When I arrived in Carpentersville, I threw my money at the
registration girl like a blue chip on the craps table. In my best Vegas
Spidermonkey spring training voice, I told her I got some hot dice and to sign me
up for the 4B race before I crap out. It’s on.
My plan was to walk around with my SLR camera and get some
good photos of Peter, Mark and Ken in the Cat 3 race. I was especially excited
to shoot at the cornfield they had last year. Apparently racers went through a
corn maze and came chuckin’ out the other side like a scene from Children of
the Corn -- only on bikes and scary in a sick kind of way. To my dismay, the
cornfield was CHOPPED DOWN! Instead there was what I can only describe as a
long stretch of black sloppy manure dirt mounds. Seriously?!?! I was sure there
was no way my bike would function after trudging through. How would I make it
out of there once much less on races back to back? I saw Ken and then other
1/2/3 racers get through it, so confidence was building.
Ken getting through the mud hills |
I should regress to earlier in the morning, 20 minutes
before I headed out the door I brushed up on my mud handling skills. I haven’t
made it to many cross practices, so my skill level comes from my dreams and on
what hand ups NOT to take. I did a quick google search on “how to cyclocross in
mud.” I was hoping for an awesome J POW video, but all I got was some schmuck
biking in the woods. Yes, the woods. Great, I’m screwed. I headed out the
door. About the only thing I had
going was my three-day beard, my black skull and cross bones socks underneath
my orange/black skull and cross bones socks. Yeah, today was destined to be a
badass kind of day.
So once I saw the 1/2/3 racers manage the mud slide, I
walked over to the monkey tent with the usual crew, Hayes, Geoff, PJ, Lucas,
Peter, Mark, PJ, Ken, Stewart and Kelly were either there or riding around nearby.
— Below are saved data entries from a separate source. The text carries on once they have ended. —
PR #10650, opened 2021-08-23
participant-integration-api: Accommodate changes to max dedup time.

SamirTalwar-DA:
Previously, if the max deduplication time was extended, the participant _might_ retain the old time for certain submissions.

@fabiotudone-da explains it better than I could:

- Previously, the max deduplication time was read from the ledger configuration only upon a tracker's creation.
- This meant that alive trackers would not take into account updates to it (via ledger configuration updates) during their lifetime.
- Now, the max deduplication time is checked every time it is needed.
- This also means that the failure when the ledger configuration is missing happens later.

### Changelog

- **[Ledger API Server]** The API server manages a single command tracker per (application ID × submitters) pair. This tracker would read the current ledger configuration's maximum deduplication time on creation, but never updated it, leading to trackers that might inadvertently reject a submission when it should have been accepted. The tracker now reads the latest ledger configuration.

### Pull Request Checklist

trigger the build.

### DIFF
--- a/ledger/ledger-api-client/src/main/scala/com/digitalasset/ledger/client/services/commands/tracker/CommandTracker.scala
+++ b/ledger/ledger-api-client/src/main/scala/com/digitalasset/ledger/client/services/commands/tracker/CommandTracker.scala
@@ -14,19 +14,19 @@ import com.daml.ledger.api.v1.ledger_offset.LedgerOffset
 import com.daml.ledger.client.services.commands.tracker.CompletionResponse.{
   CompletionFailure,
   CompletionSuccess,
+  NotOkResponse,
 }
 import com.daml.ledger.client.services.commands.{CompletionStreamElement, tracker}
+import com.daml.platform.server.api.validation.ErrorFactories
 import com.daml.util.Ctx
-import com.google.protobuf.duration.{Duration => ProtoDuration}
 import com.google.protobuf.empty.Empty
-import com.google.rpc.code._
-import com.google.rpc.status.Status
-import io.grpc.{Status => RpcStatus}
+import com.google.rpc.status.{Status => StatusProto}
+import io.grpc.Status
 import org.slf4j.LoggerFactory
 
 import scala.collection.compat._
 import scala.collection.{immutable, mutable}
-import scala.concurrent.duration._
+import scala.concurrent.duration.DurationInt
 import scala.concurrent.{Future, Promise}
 import scala.util.control.NoStackTrace
 import scala.util.{Failure, Success, Try}
@@ -49,7 +49,7 @@ import scala.util.{Failure, Success, Try}
   * We also have an output for offsets, so the most recent offsets can be reused for recovery.
   */
 // TODO(mthvedt): This should have unit tests.
-private[commands] class CommandTracker[Context](maxDeduplicationTime: () => JDuration)
+private[commands] class CommandTracker[Context](maxDeduplicationTime: () => Option[JDuration])
     extends GraphStageWithMaterializedValue[CommandTrackerShape[Context], Future[
       immutable.Map[String, Context]
     ]] {
@@ -208,13 +208,13 @@ private[commands] class CommandTracker[Context](maxDeduplicationTime: () => JDur
         }
       }
 
-      private def registerSubmission(submitRequest: Ctx[Context, SubmitRequest]): Unit = {
-        submitRequest.value.commands
-          .fold(
+      private def registerSubmission(submitRequest: Ctx[Context, SubmitRequest]): Unit =
+        submitRequest.value.commands match {
+          case None =>
             throw new IllegalArgumentException(
               "Commands field is missing from received SubmitRequest in CommandTracker"
             ) with NoStackTrace
-          ) { commands =>
+          case Some(commands) =>
             val commandId = commands.commandId
             logger.trace("Begin tracking of command {}", commandId)
             if (pendingCommands.contains(commandId)) {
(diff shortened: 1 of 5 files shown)


ledger/ledger-api-client/src/main/scala/com/digitalasset/ledger/client/services/commands/tracker/CommandTracker.scala
```diff
@@ -223,23 +223,28 @@ private[commands] class CommandTracker[Context](maxDeduplicationTime: () => JDur
...
-              Instant.now().plusSeconds(dedup.seconds).plusNanos(dedup.nanos.toLong)
+            maxDeduplicationTime() match {
+              case None =>
+                emit(
+                  resultOut,
+                  submitRequest.map { _ =>
+                    val status = GrpcStatus.toProto(ErrorFactories.missingLedgerConfig().getStatus)
+                    Left(NotOkResponse(commandId, status))
+                  },
+                )
```
nicu-da, line 234: Why would we delay the check until here? Wouldn't it make more sense to fail fast during startup as we know if the config is missing or not.

SamirTalwar-DA: Well, the config can be missing for the first 5 seconds, and then show up.

`LedgerConfigSubscription` is mutable; the state can change.

fabiotudone-da (commented):
If I understand correctly:

- Previously, the dedup time was read from the ledger configuration only upon a tracker's creation.
- This led to alive trackers not to take into account updates to it (via ledger configuration updates) during their lifetime.
- Now, the dedup time is checked every time it is needed.
- This also means that the failure when the ledger configuration is missing happens later.

If so, can you expand the PR's description? Also, isn't this an API behavior change that needs a changelog and a heads-up?

ledger/ledger-api-client/src/main/scala/com/digitalasset/ledger/client/services/commands/tracker/CommandTracker.scala
nicu-da: Can't we validate it though before we get to this point? We're creating the tracker in an invalid state then from the beggining and this config validation seem to leak way too deep into the tracker.

ledger/ledger-api-client/src/main/scala/com/digitalasset/ledger/client/services/commands/tracker/CommandTracker.scala
```diff
@@ -223,23 +223,28 @@ private[commands] class CommandTracker[Context](maxDeduplicationTime: () => JDur
                 s"A command with id $commandId is already being tracked. CommandIds submitted to the CommandTracker must be unique."
               ) with NoStackTrace
             }
-            val commandTimeout = {
-              lazy val maxDedup = maxDeduplicationTime()
-              val dedup = commands.deduplicationTime.getOrElse(
-                ProtoDuration.of(maxDedup.getSeconds, maxDedup.getNano)
-              )
-              Instant.now().plusSeconds(dedup.seconds).plusNanos(dedup.nanos.toLong)
+            maxDeduplicationTime() match {
```
nicu-da, line 226: can we rename this to `commandTimeout`?

SamirTalwar-DA:
Yes, you are correct. Thank you for explaining it better than I could.

As for the changelog, it's the kind of API behavior that should never affect a properly functioning ledger, because the configuration will show up within a couple of seconds at most. I'm not sure it's helpful to include changelog entries for edge cases. Do you think it would help either a participant operator or client diagnose a failure?

nicu-da:
> If I understand correctly:
> 
>     * Previously, the dedup time was read from the ledger configuration only upon a tracker's creation.
> 
>     * This led alive trackers not to take into account updates to it (via ledger configuration updates) during their lifetime.
> 
>     * Now, the dedup time is checked every time it is needed.
> 
>     * This also means that the failure when the ledger configuration is missing happens later.
> 
> 
> If so, can you expand the PR's description? Also, isn't this an API behavior change that needs a changelog and a heads-up?

Is this the case?
This dedup time was previosly part of the request, using the configure default if no dedup was set in the request. 
In the tracker we are passing a function which afaik it's based on the latest config so not sure where it would be stale. 
Also this is the command timeout, we should not reference dedup anymore.

SamirTalwar-DA:
> This dedup time was previosly part of the request, using the configure default if no dedup was set in the request.

Correct.

> In the tracker we are passing a function which afaik it's based on the latest config so not sure where it would be stale.

It's based on the latest config at the time it was captured, which was during tracker creation.

> Also this is the command timeout, we should not reference dedup anymore.

That work is upcoming; haven't implemented it yet.

fabiotudone-da:
> I'm not sure it's helpful to include changelog entries for edge cases. Do you think it would help either a participant operator or client diagnose a failure?

Potentially, if the changelog conveying process is structured in such a way to allow it (and to make it easy). I see no harm in including it and a potential harm in not including it.

ledger/ledger-api-client/src/main/scala/com/digitalasset/ledger/client/services/commands/tracker/CommandTracker.scala
SamirTalwar-DA: I suggest we rename this as part of upcoming work to separate command deadlines from the deduplication time.

SamirTalwar-DA:
Changelog added. :man_dancing:

nicu-da (approved):

fabiotudone-da (approved):

fabiotudone-da:
@digital-asset/kv-participant Any remarks?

It was an odd weather kind of day. Kind of like this girl I once dated… bright
and sunny one minute and a gall darn frickin’ tornado the next. Seriously,
there was a TORNADO WARNING and they stopped the 1/2/3 race in mid stride. And
seriously there was a severe storm named after her. Anyway, there was a panic
when they shut down the race and even told everyone to clear the park. The fear instilled was like the IKEA
commercial “Start the car, START THE CAR!!!!” Three things went through my head.
1. I could get home early and watch the Packer game.
2. I could stick around to see if the storm passes and have
a pretty good time in a small field.
3. That ditch
has a little tunnel in it and I could hide out there when the tornado comes
through.
I opted for #2.
As did 152 other racers.
After waiting about an hour, the tornado never happened and
the 4A race was on. PJ and Lucas stuck around, and even Aaron made it to the
race. The race was a lot of fun. The mud pit didn’t wrestle me to the ground as
I imagined. Although that
Magnificent Mud Mile did suck up a lot of my time running/walking through it. The cricks didn’t fill up with water
like they did for the earlier races. I only wiped out once for the day vs.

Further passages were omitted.